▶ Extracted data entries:
++++++++

PR #3679, opened 2022-06-14
avoiding vals in companion objects

leandroBorgesFerreira:
### 🎯 Goal

Reduce the memory usage of the SDK.

### 🛠 Implementation details

Removing `val`s as they can't be collected by the garbage collector. Only `const val`s should be allowed to live inside companion objects. 

### 🎨 UI Changes

`develop` memory sage with app in background: 
Screenshot 2022-06-14 at 13 53 52

this branch memory sage with app in background: 
Screenshot 2022-06-14 at 13 51 20

### 🧪 Testing

Use the profiler 

#### General
- ~[ ] PR is linked to the GitHub issue it resolves~

#### Code & documentation

### ☑️Reviewer Checklist

### 🎉 GIF


stream-chat-android-client/src/main/java/io/getstream/chat/android/client/api/internal/ExtraDataValidator.kt
```diff
@@ -166,7 +166,7 @@ internal class ExtraDataValidator(
 
     private companion object {
 
-        private val reservedInChannel = arrayOf(
```
kanat, line 169: I would move it inside the class instead of having functions because we gonna produce that array on each API call which is getting validated

stream-chat-android-client/src/main/java/io/getstream/chat/android/client/api/internal/ExtraDataValidator.kt
```diff
@@ -180,23 +180,23 @@ internal class ExtraDataValidator(
             "config",
         )
 
-        private val reservedInMessage = arrayOf(
```
kanat, line 183: same here

stream-chat-android-client/src/main/java/io/getstream/chat/android/client/api/internal/ExtraDataValidator.kt
```diff
@@ -180,23 +180,23 @@ internal class ExtraDataValidator(
...
+        private fun reservedInMessage() = arrayOf(
             "id",
             "cid",
             "created_at",
             "updated_at",
             "deleted_at",
         )
 
-        private val reservedInUser = arrayOf(
```
kanat, line 191: same here

stream-chat-android-client/src/main/java/io/getstream/chat/android/client/errors/ChatErrorCode.kt
```diff
@@ -61,14 +61,14 @@ public enum class ChatErrorCode(public val code: Int, public val description: St
...
+        private fun authenticationErrors() = setOf(
             AUTHENTICATION_ERROR_CODE,
             TOKEN_EXPIRED_ERROR_CODE,
             TOKEN_NOT_VALID_ERROR_CODE,
             TOKEN_DATE_INCORRECT_ERROR_CODE,
             TOKEN_SIGNATURE_INCORRECT_ERROR_CODE,
         )
 
-        public fun isAuthenticationError(code: Int): Boolean = authenticationErrors.contains(code)
+        public fun isAuthenticationError(code: Int): Boolean = authenticationErrors().contains(code)
```
kanat, line 72: We could replace it with something like this:

```suggestion
        public fun isAuthenticationError(code: Int): Boolean = when (code) {
            AUTHENTICATION_ERROR_CODE,
            TOKEN_EXPIRED_ERROR_CODE,
            TOKEN_NOT_VALID_ERROR_CODE,
            TOKEN_DATE_INCORRECT_ERROR_CODE,
            TOKEN_SIGNATURE_INCORRECT_ERROR_CODE -> true
            else -> false
        }
```

stream-chat-android-ui-common/src/main/kotlin/io/getstream/chat/android/common/composer/MessageComposerController.kt
```diff
@@ -692,12 +692,12 @@ public class MessageComposerController(
         /**
          * The regex pattern used to check if the message ends with incomplete mention.
          */
-        private val MentionPattern = Pattern.compile("^(.* )?@([a-zA-Z]+[0-9]*)*$", Pattern.MULTILINE)
+        private fun mentionPattern() = Pattern.compile("^(.* )?@([a-zA-Z]+[0-9]*)*$", Pattern.MULTILINE)
```
kanat, line 695: Hey @leandroBorgesFerreira ,

I'm a bit concerned about this change.

Based on Pattern docs:
```
repeated matches it is less efficient since it does not allow the compiled pattern to be reused.
```

I think if that would be a problem Google didn't add static compiled Patterns at `android.util.Patterns`.

stream-chat-android-client/src/main/java/io/getstream/chat/android/client/api/internal/ExtraDataValidator.kt
leandroBorgesFerreira: Indeed, the companion object is unnecessary in this class

stream-chat-android-ui-common/src/main/kotlin/io/getstream/chat/android/common/composer/MessageComposerController.kt
leandroBorgesFerreira: You're right, this can happen very often. What about moving this to the class instead of the `companion object`?

stream-chat-android-ui-components/src/main/kotlin/io/getstream/chat/android/ui/avatar/AvatarBitmapFactory.kt
```diff
@@ -355,6 +355,6 @@ public open class AvatarBitmapFactory(private val context: Context) {
         /**
          * Marker object to detect whether methods have been implemented by custom subclasses.
          */
-        private val NOT_IMPLEMENTED_MARKER = Bitmap.createBitmap(1, 1, Bitmap.Config.ALPHA_8)
+        private fun notImplementedMarker() = Bitmap.createBitmap(1, 1, Bitmap.Config.ALPHA_8)
```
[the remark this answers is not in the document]
leandroBorgesFerreira: The point of stopping using `val` that doesn't have `const` inside companion objects, because garbage collector won't ever collect them. Each object takes very little memory, but its aggregation can make a difference in the end. 

It doesn't have to be a function, we can also move the variable inside the class instead of being an static reference

stream-chat-android-ui-components/src/main/kotlin/io/getstream/chat/android/ui/channel/list/adapter/viewholder/SwipeViewHolder.kt
```diff
@@ -156,6 +156,6 @@ public abstract class SwipeViewHolder(itemView: View) : BaseChannelListItemViewH
     }
 
     private companion object {
-        private val SWIPE_THRESHOLD = 16.dpToPxPrecise()
+        private fun swipeThreshold() = 16.dpToPxPrecise()
```
kanat, line 159: I wonder why we cannot keep it here, cause it's Float primitive.
So in the end its gonna be converted into:
```
private static final float SWIPE_THRESHOLD = IntKt.dpToPxPrecise(16);
```

stream-chat-android-ui-components/src/main/kotlin/io/getstream/chat/android/ui/message/list/background/MessageBackgroundFactoryImpl.kt
```diff
@@ -152,23 +152,23 @@ public open class MessageBackgroundFactoryImpl(private val style: MessageListIte
...
     public companion object {
-        private val MESSAGE_OTHER_USER_BACKGROUND = R.color.stream_ui_white
-        private val MESSAGE_CURRENT_USER_BACKGROUND = R.color.stream_ui_grey_gainsboro
-        private val SMALL_CARD_VIEW_CORNER_RADIUS = 2.dpToPxPrecise()
+        private fun messageOtherUserBackground() = R.color.stream_ui_white
+        private fun messageCurrentUserBackground() = R.color.stream_ui_grey_gainsboro
+        private fun smallCardViewCornerRadius() = 2.dpToPxPrecise()
 
-        internal val DEFAULT_CORNER_RADIUS = 16.dpToPxPrecise()
+        internal fun defaultCornerRadius() = 16.dpToPxPrecise()
```
kanat, line 171: Didn't get why do we need to turn those static primitives into functions
```java
   private static final int MESSAGE_OTHER_USER_BACKGROUND;
   private static final int MESSAGE_CURRENT_USER_BACKGROUND;
   private static final float SMALL_CARD_VIEW_CORNER_RADIUS;
   private static final float DEFAULT_CORNER_RADIUS;
```

leandroBorgesFerreira: That's bugging me. `val` without const should be `private final`, but not static. Are you sure they'll become static values?

leandroBorgesFerreira: Moved to class variable

stream-chat-android-ui-components/src/main/kotlin/io/getstream/chat/android/ui/message/list/adapter/viewholder/internal/DateDividerViewHolder.kt
```diff
@@ -53,11 +53,11 @@ internal class DateDividerViewHolder(
...
         style.textStyleDateSeparator.apply(binding.dateLabel)
 
-        binding.dateLabel.background = ShapeAppearanceModel.Builder().setAllCornerSizes(DEFAULT_CORNER_RADIUS).build()
+        binding.dateLabel.background = ShapeAppearanceModel.Builder().setAllCornerSizes(defaultCornerRadius()).build()
             .let(::MaterialShapeDrawable).apply { setTint(style.dateSeparatorBackgroundColor) }
     }
 
     private companion object {
-        private val DEFAULT_CORNER_RADIUS = 16.dpToPxPrecise()
+        private fun defaultCornerRadius() = 16.dpToPxPrecise()
```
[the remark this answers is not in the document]
leandroBorgesFerreira: Moved as class variable.

stream-chat-android-ui-components/src/main/kotlin/io/getstream/chat/android/ui/channel/list/adapter/viewholder/SwipeViewHolder.kt
leandroBorgesFerreira: Moved as class variable.

stream-chat-android-ui-components/src/main/kotlin/io/getstream/chat/android/ui/avatar/AvatarBitmapFactory.kt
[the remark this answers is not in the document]
leandroBorgesFerreira: Moved as class variable

stream-chat-android-ui-common/src/main/kotlin/io/getstream/chat/android/common/composer/MessageComposerController.kt
leandroBorgesFerreira: Moved to class variable

filbabic:
I've tested this with an emulator and two devices:

Emulator Pixel API 29

With optimizations
(Channels) 132.8 -> 136.6 (up to 147) (Messages)

around 135 MB of RAM for a base use case of channels/messages (after)

126 -> 134 MB -> 128 (before), GC kicks in and all

It seems like without optimizations things are better here 🤷 
--------------

Google Pixel 6 Pro Android 12 (😢)
307 MB in Channels
380MB in messages (powerless radio as JC, some images and messages)
Forcing GC pushes down to 330MB

Without optimizations
330MB in Channels
391MB in Messages (powerless radio as JC, some images and messages)
Forcing GC pushes down to 339MB

In this case it seems that we have ~7% improvements in channels (23MB down) and ~3% improvements in messages (11MB down), which is good! :]

----
Google Pixel 5

Without optimizations
215MB channels
252MB messages
GC drops to 203MB

With optimizations
220MB channels
255MB messages
GC drops to 205MB

Here the results seem to be more less the same, with the "without optimizations" part being slightly more performant.

I'm not sure if we actually achieved any optimizations or not, it can be very device specific and depend on the API version. Maybe @kanat @JcMinarro @bychkovdmitry or someone else can test on other devices and we can see if in average this is an improvement or not.

stream-chat-android-ui-components/src/main/kotlin/io/getstream/chat/android/ui/channel/list/adapter/internal/ChannelListItemAdapter.kt
```diff
@@ -37,16 +37,16 @@ internal class ChannelListItemAdapter(
...
 
     override fun onBindViewHolder(holder: BaseChannelListItemViewHolder, position: Int, payloads: MutableList<Any>) {
         val diff = (
             payloads
                 .filterIsInstance<ChannelListPayloadDiff>()
                 .takeIf { it.isNotEmpty() }
-                ?: listOf(FULL_CHANNEL_LIST_ITEM_PAYLOAD_DIFF)
-            ).fold(EMPTY_CHANNEL_LIST_ITEM_PAYLOAD_DIFF, ChannelListPayloadDiff::plus)
+                ?: listOf(fullChannelListItemPayloadDiff())
+            ).fold(emptyChannelListItemPayloadDiff(), ChannelListPayloadDiff::plus)
```
JcMinarro, line 49: Doesn't it decrease the performance of our `ChannelListView`???
Per every bind we will need to create, at least` one `emptyChannelListItemPayloadDiff`

stream-chat-android-ui-components/src/main/kotlin/io/getstream/chat/android/ui/channel/list/adapter/viewholder/SwipeViewHolder.kt
```diff
@@ -26,6 +26,11 @@ import kotlin.math.absoluteValue
 
 public abstract class SwipeViewHolder(itemView: View) : BaseChannelListItemViewHolder(itemView) {
 
+    /**
+     * Swipe threshold
+     */
+    private val swipeThreshold = SWIPE_THRESHOLD.dpToPxPrecise()
```
JcMinarro, line 32: Having it here will increase the memory used, because we are going to have one property per `SwipeViewHolder` instance

stream-chat-android-ui-components/src/main/kotlin/io/getstream/chat/android/ui/mention/list/viewmodel/MentionListViewModel.kt
```diff
@@ -39,14 +39,14 @@ public class MentionListViewModel : ViewModel() {
         val isLoading: Boolean,
     )
 
+    private val initialState = State(
```
JcMinarro, line 42: Do we really need this property?
Maybe we can add it to the initialization of `_state`, then, when the state is updated, it is recollected by GC

stream-chat-android-ui-components/src/main/kotlin/io/getstream/chat/android/ui/message/list/adapter/viewholder/internal/DateDividerViewHolder.kt
```diff
@@ -40,6 +40,8 @@ internal class DateDividerViewHolder(
     ),
 ) : DecoratedBaseMessageItemViewHolder<MessageListItem.DateSeparatorItem>(binding.root, decorators) {
 
+    private val defaultCornerRadius = DEFAULT_CORNER_RADIUS.dpToPxPrecise()
```
JcMinarro, line 43: Same here, the memory size will be increase because `DateDividerViewHolder` is used multiple times on our SDK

++++++++

▶ Brief:
Return nothing but the lines from the top of the records above through the line that has "Screenshot 2022-06-14 at 13 53 52". Keep each one exact.

▶ Answer section:
PR #3679, opened 2022-06-14
avoiding vals in companion objects

leandroBorgesFerreira:
### 🎯 Goal

Reduce the memory usage of the SDK.

### 🛠 Implementation details

Removing `val`s as they can't be collected by the garbage collector. Only `const val`s should be allowed to live inside companion objects. 

### 🎨 UI Changes

`develop` memory sage with app in background: 
Screenshot 2022-06-14 at 13 53 52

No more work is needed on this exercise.